INSTRUCTIONS FOR THE TASK: Scan the entries for the word "people" and return every line that has it.

*** Begin section ***

PR #9289, opened 2026-07-15
DOC: Update release issue template checklists

ebrahimebrahim:
Checkboxes are easier to deal with than emojis

emojis can be added just for specific situations


sjh26 (approved):
lgtm ✅

PR #9294, opened 2026-07-17
ENH: Add installer scripts to Slicer

mauigna06:
[Original repository](https://github.com/mauigna06/slicer-installer/tree/main)

As discussed on the Slicer meeting, this is a PR to make the slicer-installer script available. 
A few governance questions I could not answer myself:

> a no-interaction mode, for people who want to use the script in automations

1. When the target version is already installed and you haven’t set SLICER_IF_EXISTING env variable, what should a no-interaction run do: reinstall it (today’s no-terminal behavior) or exit 0 without touching it? This is the idempotency question — it decides whether repeated automation runs re-download ~1 GB or become no-ops.
2. Do you also need quiet output (no logo, no progress bar) for logs, or is suppressing prompts enough? (default: prompts only — logo and progress bars are already suppressed when output isn’t a terminal)
3. Linux/macOS only, or do you automate the Windows installer too?

> an automatic dependency installation mode, for people who want to use the script to create docker images

4. If installing dependencies fails, should the whole install fail (good for RUN steps in a Dockerfile) or warn and continue?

*** End section ***

TASK RESULT:
> a no-interaction mode, for people who want to use the script in automations
> an automatic dependency installation mode, for people who want to use the script to create docker images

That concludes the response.